▶ [Aim of the task]
From the first line of the records below through the line containing "### Steps To Reproduce", copy everything exactly and nothing more.
§ §
PR #3371, opened 2025-05-09
Block checkout - Address form is missing after payment on Product and Cart pages (4557)

Dinamiko:
Due to a infinite updates error in React, the address component is not rendered, this PR fixes that by using the proper `useEffect` dependecy.

### Steps To Reproduce
- In the dashboard → WooCommerce → Settings → Advanced select Block cart and Block checkout pages as default.
- On frontend navigate to the product and pay for it with PayPal or Pay Later.
- Check the address fields on Block checkout page.


danieldudzic (approved):
Looks good to me!

PR #3373, opened 2025-05-09
Fix #3372 by adding digital goods rounding item

### LINKED ISSUE #3372: Rounding differences potentially lead to order failure (4975)
### Describe the Bug

Rounding differences can change the basket to contain physical goods and lead to additional errors such as order failure.

### To Reproduce

1. Create an order with only digital goods which introduces rounding differences (I guess because PayPal is receiving net values; here, this happens with a VAT of 19% and two items of 9.50 gross value each).
2. An extra_line item `Subtotal mismatch` will be added by default by `PurchaseUnitSanitizer`. This item is a physical product.
3. An error can occur at a later point, which would otherwise not happen, such as in `OrderProcessor::process`:
```
if ($this->order_helper->contains_physical_goods($order) && !$this->order_is_ready_for_process($order)) {
    throw new Exception(__('The payment is not ready for processing yet.', 'woocommerce-paypal-payments'));
}
```
This is because `$this->order_helper->contains_physical_goods($order)` now returns `true`.

### Expected Behavior

I expect the order to go through.

### Actual Behavior

An exception is sometimes (always?) thrown after the order is completed and the order fails (even though it has already been paid) at the mentioned lines in `OrderProcessor::process`.

### Environment

 - WordPress Version 6.8.1
 - WooCommerce Version 9.8.4
 - Plugin Version 3.0.5

### Additional Details

My workaround is to patch `PurchaseUnitSanitizer::sanitize_item_amount_mismatch`:

```
$this->purchase_unit['items'][] = (new Item($line_name, $roundings_money, 1, category: Item::DIGITAL_GOODS))->to_array();
```

Problems with that implementation: This will always add digital goods and is only PHP 8.0+ (not 7.4).

luzat:
Rounding differences were previously added as physical goods, which changed the properties of the cart. Now, if the cart does not contain physical items, the extra line item will be added as a digital goods item.

**Issue**: #3372

---

### Description

Rounding differences can change the basket to contain physical goods and lead to additional errors such as order failure. This PR add the extra line item for rounding errors as a digital goods item by default, except if there are already some physical goods in the basket.

It may be viable to always add the rounding difference as a digital goods item, but I decided to change as little as possible compared to the current handling.

### Steps to Test

1. Create an order with only digital goods which introduces rounding differences (I guess because PayPal is receiving net values; here, this happens with a VAT of 19% and two items of 9.50 gross value each).
2. An extra_line item `Subtotal mismatch` will be added by default by `PurchaseUnitSanitizer`. This item is now a digital product.
3. Redo step 1 with at least some physical goods.
4. A physical goods extra_line item `Subtotal mismatch` will be added by default by `PurchaseUnitSanitizer`.

### Changelog Entry

Fix - Rounding items are digital goods unless the basket contains physical goods #3372


danieldudzic (approved):
Thank you for this PR @luzat!

I am approving. With the only minor suggestion to perhaps extract this to a separate method to keep the `sanitize_item_amount_mismatch` cleaner.

```
	/**
	 * Determines the appropriate category for rounding items based on existing items.
	 * 
	 * @return string The category (Item::DIGITAL_GOODS or Item::PHYSICAL_GOODS)
	 */
	private function determine_rounding_item_category(): string {
		// Check if all items are digital goods.
		foreach ( $this->items() as $item ) {
			$category = $item['category'] ?? Item::PHYSICAL_GOODS;
			if ( $category !== Item::DIGITAL_GOODS ) {
				return Item::PHYSICAL_GOODS;
			}
		}
		
		// All items are digital goods.
		return Item::DIGITAL_GOODS;
	}
```

luzat:
@danieldudzic I have updated the PR.

Dinamiko (approved):

PR #3384, opened 2025-05-14
Qa add test pcp 4357

sedatbsr:
Test added:
PCP-4357

### DIFF
--- a/tests/qa/tests/02-dashboard-ui/subscriptions.spec.ts
+++ b/tests/qa/tests/02-dashboard-ui/subscriptions.spec.ts
@@ -2,7 +2,8 @@
  * Internal dependencies
  */
 import { test, expect } from '../../utils';
-import { storeConfigDefault, subscriptionsPlugin } from '../../resources';
+import { storeConfigDefault, subscriptionsPlugin, merchants, Pcp } from '../../resources';
+import { time } from 'console';
 
 test.beforeAll( async ( { utils, pcpApi } ) => {
 	await utils.configureStore( storeConfigDefault );
@@ -13,6 +14,10 @@ test.beforeAll( async ( { utils, pcpApi } ) => {
 test.describe( () => {
 	test.beforeAll( async ( { requestUtils } ) => {
 		await requestUtils.activatePlugin( subscriptionsPlugin.slug );
+	} );
+
+	test.afterAll( async ( { requestUtils } ) => {
+		await requestUtils.deactivatePlugin( subscriptionsPlugin.slug );
 	} );
 
 	test( 'PCP-4356 | Subscription - Settings - US - Onboarding - Connect with personal account - Subscription type of product not allowed', async ( {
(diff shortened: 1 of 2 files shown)


tests/qa/tests/02-dashboard-ui/subscriptions.spec.ts
```diff
@@ -42,4 +47,69 @@ test.describe( () => {
...
+		await pcpOnboarding.activatePayPalPaymentsButton().click();
+	
+		await pcpOnboarding.businessRadio().click();
+		await pcpOnboarding.continueButton().click();
+	
+		await pcpOnboarding.physicalGoodsCheckbox().check();
+		await pcpOnboarding.subscriptionsCheckbox().check();
+		await pcpOnboarding.continueButton().click();
+	
+		await pcpOnboarding.chooseOptionalPaymentMethods( true );
```
mishautkin, line 68: This is a really minor thing (in current case) and I also often fall into such methods creation (which is why I need to refactor code afterwards...). But it can become important in more complex scenarios. It has been outlined to me by Christian. Consider simply leaving 2 actions here:
```ts
await pcpOnboarding.enableOptionalPaymentMethodsRadio().click();
await pcpOnboarding.continueButton().click();
```
Because:
- Name of `chooseOptionalPaymentMethods` doesn't tell about clicking Continue button.
- It would be logical to keep `continueButton().click()` exposed also because it's present on lines 65 and 69. But then on line 72 - the scenario actually navigates back to the initial page.
- `chooseOptionalPaymentMethods( false )` - sounds a bit confusing.

Would apprciate your point of view ;)

sedatbsr: I wrapped those actions in that function because there are 2 or 3 test cases that shares same scenario. So I thought parameterization would be fine here. 

About `continueButton()`, you are right, it is logical to keep it out of the function. So this case most probably subject to change. 

`chooseOptionalPaymentMethods` function can be parameterized in different way maybe so it can be more meaningful. Such as;

.test-data:
```
{
	subscriptionsEnabled: true,
	optionalPaymentsEnabled: true,
	title: 'PCP-0000 | Subscriptions ENABLED + Optional Payments ENABLED', (maybe different)
},
{
	subscriptionsEnabled: true,
	optionalPaymentsEnabled: false,
	title: 'PCP-0000 | Subscriptions ENABLED + Optional Payments DISABLED',
}
```

and in test, it can be used like:

.spec file:
```
...
if (subscriptionsEnabled) {
	await pcpOnboarding.subscriptionsCheckbox().check();
	} else {
	await pcpOnboarding.subscriptionsCheckbox().uncheck();
	}
	await pcpOnboarding.continueButton().click();

	await pcpOnboarding.chooseOptionalPaymentMethods(optionalPaymentsEnabled);
	await pcpOnboarding.continueButton().click();
...
```

mishautkin: Ok, got your point!

mishautkin (approved):

PR #3385, opened 2025-05-14
OAuth login often fails in new UI (4582)

stracker-phil:
### Description

This PR refactores the OAuth process in two ways:

#### I) Solve timing issues between REST and redirect

The initial REST call only stores the auth_code and ID, without attempting to resolve them directly. This ensures that the REST call finishes very fast.

The following page reload fetches the code/id from the DB and performs the API requests which were initially handled in the Ajax call. This consolidates the full authentication logic to the same HTTP request.

#### II) Handling concurrent page loads

After finishing the login popup, PayPal often starts TWO page reloads. While the first (detached) request handles the authentication correctly, the second request (which happens in the browser) would previously run into a “token already used” situation and display the login screen again.

A new state was introduced to mark the token as “currently processing” (max lifetime 10 seconds). When any follow-up request encounter this “currently processing” state, they will pause for 1 second and do a simple page reload, waiting for the authentication request to complete.

### DIFF
--- a/modules/ppcp-settings/src/Handler/ConnectionListener.php
+++ b/modules/ppcp-settings/src/Handler/ConnectionListener.php
@@ -156,7 +156,7 @@ class ConnectionListener {
 		$this->logger->info( 'Found OAuth merchant data in request', $data );
 
 		try {
-			$this->authentication_manager->finish_oauth_authentication( $data );
+			$this->authentication_manager->handle_oauth_authentication( $data );
 			$this->mark_token_as_processed( $token );
 		} catch ( \Exception $e ) {
 			$this->logger->error( 'Failed to complete authentication: ' . $e->getMessage() );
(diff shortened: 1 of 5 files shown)


modules/ppcp-settings/src/Handler/ConnectionListener.php
```diff
@@ -133,34 +144,65 @@ public function process( int $user_id, array $request ) : void {
...
+			/*
+			 * Authentication token is currently processed (in another request):
+			 * Briefly wait and then retry this request, basically waiting for
+			 * the above "was_processed" condition to become true.
+			 */
+			$this->logger->info( 'Token is currently being processed, waiting and retrying', array( 'token' => $log_token ) );
+			sleep( 1 );
+
+			// Get the current URL.
+			$current_url = add_query_arg( null, null );
```
Narek13, line 173: To be honest, I’m not a big fan of adding inline comments. I understand that they can make the code clearer, especially in this plugin where some logic is quite complex. However, in cases where the code is obvious like here, I would suggest not adding them. This isn't a strong opinion and open to discussion. Another point is that other devs aren’t adding them either, which leads to inconsistent styling.

Narek13 (approved):
Thanks for working on this. I’ve raised a point we can discuss in another context, but it’s absolutely not something that would prevent me from approving this PR, although haven't tested locally.

Dinamiko (approved):

PR #3398, opened 2025-05-20
QA Add PCP-4360 and various updates

sedatbsr:
* PCP-4360 added.
* Test data added to onboarding-ui.data for PCP-4360 `(onboardingSubscriptionComparisonByOPM)` (naming subject to change)
* PCP-4357 combined in the same scenario
* `snapshotContent()` function replaced with `snapshotLocator() `in PCP-4356
*  Fix lint issues

### DIFF
--- a/tests/qa/tests/02-onboarding/onboarding-subscription.spec.ts
+++ b/tests/qa/tests/02-onboarding/onboarding-subscription.spec.ts
@@ -8,6 +8,7 @@ import {
 	merchants,
 	Pcp,
 } from '../../resources';
+import { onboardingSubscriptionComparisonByOPM } from './_test-data';
 
 test.beforeAll( async ( { utils, pcpApi } ) => {
 	await utils.configureStore( storeConfigDefault );
@@ -34,8 +35,10 @@ test.describe( () => {
 			'* Business account is required for subscriptions.'
 		);
 		await pcpOnboarding.personalAccountRadio().click();
-		await pcpOnboarding.snapshotContent(
-			`${ testInfo.title } - Set up store type`
+		await pcpOnboarding.snapshotLocator(
+			pcpOnboarding.onboardingContentContainer(),
+			`${ testInfo.title } - Set up store type`,
+			{ timeout: 3000 }
 		);
 		await pcpOnboarding.continueButton().click();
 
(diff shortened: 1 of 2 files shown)


tests/qa/tests/02-onboarding/onboarding-subscription.spec.ts
```diff
@@ -34,87 +35,106 @@ test.describe( () => {
...
+						3000
+					);
+
+					await pcpPaymentMethods.visit();
+					await pcpOnboarding.snapshotContent(
+						`${ testInfo.title } - Payment methods - PayPal, Venmo enabled`,
+						3000
+					);
+
+					const snapshotName = testInfo.title;
```
mishautkin: A really minor thing but maybe better to use either `testInfo.title` or `snapshotName` everywhere?

tests/qa/tests/02-onboarding/onboarding-subscription.spec.ts
```diff
@@ -34,87 +35,106 @@ test.describe( () => {
...
 
 		await expect( pcpOnboarding.subscriptionsCheckbox() ).toBeVisible();
 		await expect( pcpOnboarding.subscriptionsCheckbox() ).toHaveAttribute(
 			'disabled'
 		);
-		await pcpOnboarding.snapshotContent(
-			`${ testInfo.title } - Select product types - Subscription type of product not allowed`
+		await pcpOnboarding.snapshotLocator(
+			pcpOnboarding.onboardingContentContainer(),
+			`${ testInfo.title } - Select product types - Subscription type of product not allowed`,
```
mishautkin, line 51: Just keep in mind that potentially you'll have to analyse this long strings among hundreds of screenshots:
image

Also the information in the SS name is duplicated.

This is also the reason why I insist so much on laconic test summaries (not only because I don't like reading 😆). When you come upon such a test summary I would suggest to discuss it with Ana and potentially agree on a more laconic version for both Xray and autotest.

tests/qa/tests/02-onboarding/onboarding-subscription.spec.ts
sedatbsr: snapshotName removed.

tests/qa/tests/02-onboarding/onboarding-subscription.spec.ts
sedatbsr: We will discuss this topic.

mishautkin (approved):

PR #3406, opened 2025-05-22
Add condition to not process already completed order (PCP-4631)

### LINKED ISSUE #3374: PayPalGateway::process_payment on completed order leads to order failure
### Describe the Bug

When `PayPalGateway::process_payment` is called again on a completed and paid order, the order fails (and no refund is happening). I do not think that this should happen and the code should be idempotent in that case.

### To Reproduce

I am not sure when exactly this can happen. For us, the code was invoked multiple times when another error occurred.

When manually invoking `PayPalGateway::process_payment` on a completed order, the line

```
$this->order_processor->process($wc_order);
```

can be invoked multiple times. The second time, it will throw (`ORDER_ALREADY_COMPLETED`) which leads to an order status of `failed` and an invocation of `PayPalGateway::handle_payment_failure` after the order was already completed.

I figure this might in some cases happen if duplicate requests are coming in and there may be a race condition involved. It very much also depends on 3rd-party plugins if that can happen.

### Expected Behavior

Probably best: do nothing, except adding a log entry, and return with success. I do not think most action handlers should be called again.

### Actual Behavior

A `PaypalApiException` is thrown and the order fails.

### Environment

 - Plugin Version 3.0.5

### Additional Details

There may be various fixes and I do not know which is best:

  - `process_payment` could check if there is a PayPal (not WooCommerce) order and that is completed already. If yes, just `return $this->handle_payment_success($wc_order);`. This may be required at various places in `process_payment` to handle all cases.
  - In `OrderProcessor::process`, after loading the PayPal order, before `add_paypal_meta`, check if the paypal order is already completed and if it is, just return (possibly logging that case). Invoking `woocommerce_paypal_payments_after_order_processor` again might or might not be a good idea.

The second solution is somewhat more generic and protects against failure if `process` is ever invoked again. On its own, many hooks in `process_payment` could still be invoked twice, though, and lead to side effects such as duplicated metadata. It may be useful to implement both.

In all cases, there still will be a chance for race conditions with concurrent invocations, which is hard to completely eliminate.

Dinamiko:
Fixes #3374

### DIFF
--- a/modules/ppcp-wc-gateway/src/Processor/OrderProcessor.php
+++ b/modules/ppcp-wc-gateway/src/Processor/OrderProcessor.php
@@ -231,7 +231,7 @@ class OrderProcessor {
 		// Do not continue if PayPal order status is completed.
 		$order = $this->order_endpoint->order( $order->id() );
 		if ( $order->status()->is( OrderStatus::COMPLETED ) ) {
-			$this->logger->warning('Could not process PayPal completed order #'. $order->id() );
+			$this->logger->warning( 'Could not process PayPal completed order #' . $order->id() . ', Status: ' . $order->status()->name() );
 			return;
 		}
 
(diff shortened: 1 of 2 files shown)


Narek13 (approved):
LGTM

mmaymo (approved):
§ §
▶ [Task solution]
PR #3371, opened 2025-05-09
Block checkout - Address form is missing after payment on Product and Cart pages (4557)

Dinamiko:
Due to a infinite updates error in React, the address component is not rendered, this PR fixes that by using the proper `useEffect` dependecy.

### Steps To Reproduce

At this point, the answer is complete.